Do you know what’s smarter and more talented the the UK government?
14, 402, 544 kids…
A lot more than you know, I knew how to use it since middle school.
And if they don’t know they will use Reddit to find out how to access the sites:
https://reddit.adminforge.de/r/teenagers/comments/tv70x0/do_yall_know_a_good_vpn/?
Don’t underestimate kids.
I started using a VPN after my friends/classmates told me about them in my Sophomore year of HS, mostly to get around the Wifi banning us from accessing certain apps (social media). Now, like all the other dumb kids, I used whatever they recommended, which was some shitty “Free” VPN that was probably stalking my data. But by Senior year, I smartened up and learned about online privacy and got myself a Proton VPN subscription after using the free version for a bit.
So yeah, I could totally believe middle-school and up are using VPNs, cause that’s what we literally did.
Best of luck with that, idiots. How are you planning to tell the difference between my personal VPN and my work VPN?
Either just banning remote work or more realistically you’ll need a permit for running a vpn server.
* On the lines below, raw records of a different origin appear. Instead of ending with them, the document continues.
PR #20761, opened 2020-09-23
Single file documentation update

LakshanF:
## Summary

Additional API usage information for single-file and the non-bundling of of pdb files. Also added comments on the inability now with rare use of pinvoking into coreclr

https://github.com/dotnet/runtime/issues/38405


docs/core/deploying/single-file.md
```diff
@@ -11,9 +11,26 @@ Bundling all application-dependent files into a single binary provides an applic
...
+There are some caveats that you need to be aware for single-file use, first of which is the use of path information to locate a file relative to the location of your application. The <xref:System.Reflection.Assembly.Location?displayProperty=nameWithType> API will return an empty string, which is the default behavior for assemblies loaded from memory. The compiler will give a warning for this API during build time to alert the developer to the specific behavior. If the path to the application directory is needed, the <xref:System.AppContext.BaseDirectory?displayProperty=nameWithType> API will return the directory where the AppHost (the single-file bundle itself) resides. The table at the bottom of this section has runtime library API behavior in single-file use.
```
jkotas, line 16: > The compiler will give a warning for this API during build time to alert the developer to the specific behavior

Is it the case in .NET 5?

docs/core/deploying/single-file.md
```diff
@@ -11,9 +11,26 @@ Bundling all application-dependent files into a single binary provides an applic
...
+
+Managed C++ applications aren't well suited for single-file deployment and we recommend that you write applications in C# or another non-managed C++ language to be single-file compatible. There are some rare cases where a managed library takes a dependency into the runtime library, coreclr, via `pinvoke`. This will not be possible in single-file case since the runtime library is bundled with the application.
```
jkotas, line 20: Managed C++ application -> managed C++ components

jkotas, line 20: >  There are some rare cases where a managed library takes a dependency into the runtime library, coreclr, via `pinvoke`. This will not be possible in single-file case since the runtime library is bundled with the application.

I do not think we need to talk about this. Applications taking dependencies on coreclr internals is unsupported in general.

docs/core/deploying/single-file.md
```diff
@@ -11,9 +11,26 @@ Bundling all application-dependent files into a single binary provides an applic
...
+
+| API                                                                                     | Notes |
+| ---------------------------------------------------------------------------------------  | ------- |
+| Assembly.Location | Returns an empty string, use AppContext.BaseDirectory |
+| Module.FullyQualifiedName  | Returns a `<Unknown>` string ((just like it does in no-single-file for memory-loaded assemblies) |
+| Assembly.GetFile  | Will throw `IOException` (just like it does in no-single-file for memory-loaded assemblies) |
+| Assembly.GetFiles  | Will throw `IOException` (just like it does in no-single-file for memory-loaded assemblies) |
+| Assembly.CodeBase  | Will throw `PlatformNotSupportedException` (this API is obsolete in .NET Core 5.0) |
+| Assembly.EscapedCodeBase  | Will throw `PlatformNotSupportedException` (this API is obsolete in .NET Core 5.0) |
+| AssemblyName.CodeBase  | Will throw `PlatformNotSupportedException` |
```
jkotas, line 32: I do not think that's correct. I believe AssemblyName returns empty string for assemblies loaded from memory.

docs/core/deploying/single-file.md
```diff
@@ -11,9 +11,26 @@ Bundling all application-dependent files into a single binary provides an applic
...
+
+Managed C++ applications aren't well suited for single-file deployment and we recommend that you write applications in C# or another non-managed C++ language to be single-file compatible. There are some rare cases where a managed library takes a dependency into the runtime library, coreclr, via `pinvoke`. This will not be possible in single-file case since the runtime library is bundled with the application.
+
+The following table outlines the API behavior in a single-file application:
+
+| API                                                                                     | Notes |
+| ---------------------------------------------------------------------------------------  | ------- |
+| Assembly.Location | Returns an empty string, use AppContext.BaseDirectory |
+| Module.FullyQualifiedName  | Returns a `<Unknown>` string ((just like it does in no-single-file for memory-loaded assemblies) |
```
jkotas, line 27: Also mention `Module.Name` ?

docs/core/deploying/single-file.md
```diff
@@ -11,9 +11,26 @@ Bundling all application-dependent files into a single binary provides an applic
...
+
+Single-file doesn't bundle native libraries by default. On Linux, we prelink the runtime into the bundle and only application native libraries are deployed to the same directory as the single-file app. On Windows, we prelink only the hosting code and both the runtime and application native libraries are deployed to the same directory as the single-file app. This is to ensure a good debugging experience, which requires native files to be excluded from the single file. There is an option to set a flag, `IncludeNativeLibrariesForSelfExtract`, to include native libraries in the single file bundle, but these files will be extracted to a temporary directory in the client machine when the single file application is run. Similarly, single-file doesn't bundle debug files (PDB files) for a better debugging experience.
```
jkotas, line 18: > Similarly, single-file doesn't bundle debug files (PDB files) for a better debugging experience.

This makes it sound like that not bunding PDB files improves debugging experience that's not correct.

Do we want to mentioned embedded PDBs?

docs/core/deploying/single-file.md
LakshanF: yes. Andy added a source analyzer, https://github.com/dotnet/roslyn-analyzers/pull/3921

docs/core/deploying/single-file.md
LakshanF: You are right!

docs/core/deploying/single-file.md
jkotas: Add a link to the analyzer rule from here? https://docs.microsoft.com/en-us/visualstudio/code-quality/il3000

docs/core/deploying/single-file.md
```diff
@@ -11,9 +11,26 @@ Bundling all application-dependent files into a single binary provides an applic
...
 
-There are some caveats that you need to be aware for single-file use, first of which is the use of path information to locate a file relative to the location of your application. The <xref:System.Reflection.Assembly.Location?displayProperty=nameWithType> API will return an empty string, which is the default behavior for assemblies loaded from memory. The compiler will give a warning for this API during build time to alert the developer to the specific behavior. If the path to the application directory is needed, the <xref:System.AppContext.BaseDirectory?displayProperty=nameWithType> API will return the directory where the AppHost (the single-file bundle itself) resides. Managed C++ applications aren't well suited for single-file deployment and we recommend that you write applications in C# to be single-file compatible.
+## Impact of using SingleFile feature
```
agocke, line 14: Let's just call this out directly: `API Incompatibility`

docs/core/deploying/single-file.md
```diff
@@ -11,9 +11,26 @@ Bundling all application-dependent files into a single binary provides an applic
...
+
+Managed C++ applications aren't well suited for single-file deployment and we recommend that you write applications in C# or another non-managed C++ language to be single-file compatible. There are some rare cases where a managed library takes a dependency into the runtime library, coreclr, via `pinvoke`. This will not be possible in single-file case since the runtime library is bundled with the application.
+
+The following table outlines the API behavior in a single-file application:
+
+| API                                                                                     | Notes |
```
agocke, line 24: Let's move this up and remove the paragraph explanation for `Assembly.Location`. This info should probably be at the top since everyone will have to review their app for these calls.

docs/core/deploying/single-file.md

Permit pricing starting at 100k a year
How many small businesses can afford such permit? Hell, I’d argue that even bigger companies will have a problem paying for that.
Also, what if I just connect to a vps overseas and set my exit point there? Will they ban vps too? This is gonna be so much fun to see from the outside
How many small businesses can afford such permit? Hell, I’d argue that even bigger companies will have a problem paying for that.
Feature, not a bug.
They want people back in offices to help landlords and property prices. This way they can say that remote work is not banned and it’s just companies choosing not to buy a permit and offer it.
I work from office and i regularly use a vpn at work to connect remotely to devices that are not physically with me. Not to talk about companies that provide remote assistance and use them to connect to their customers devices.
Remote work is just a byproduct of vpns, but not the real reason why you use them at work.
You think given how well thought through this online safety act has been that they’ll understand that would be an issue and legislate accordingly?
VPN ban risks pushback from their billionaire masters. Multinational corporations don’t want to deal with anything that could hurt profits.
Absolutely not, of course. I’m just hoping they try to enforce this so a shitstorm of proportions only seen in the brexit will ensue.
One thing we must acknowledge to these idiots is how much effort they put on showing the world the consequences of extremely stupid acts so the rest don’t have to do it.
how much effort they put on showing the world the consequences of extremely stupid acts so the rest don’t have to do it.
Kinda sucks to be the world’s policy alpha tester though.
yes everything will be banned and binned. better dust off that carrier pigeon
Well we just fire you, and the one you’re still using then must be your personal one!
He means, how is the government supposed to tell the difference between personal and work vpns.
he just answered your question. maybe read it again
Next step: ban on remote work.
It’s not just remote work. All our manufacturing sites use to VPN connections data centres. It would cripple manufacturing on an epic scale if they were instabanned.
What about the VPN I have to my home?
They wouldn’t consider such rational things
This ends with just another war on encryption.
When encryption is legal, they can’t know what is going on between two points. They going to make is so we can only have encryption to nodes they trust?
It is dangerously technologically illiterate to wage war on encryption.
Jokes on you, e2e encryption is already banned in some cases in the uk afaik. Hence apple dropping some cloud services
Easy enough to do when it’s mega corps. They don’t really care about anything but money. If everyone had self hosted services with e2e, be far harder. Encryption is everywhere now.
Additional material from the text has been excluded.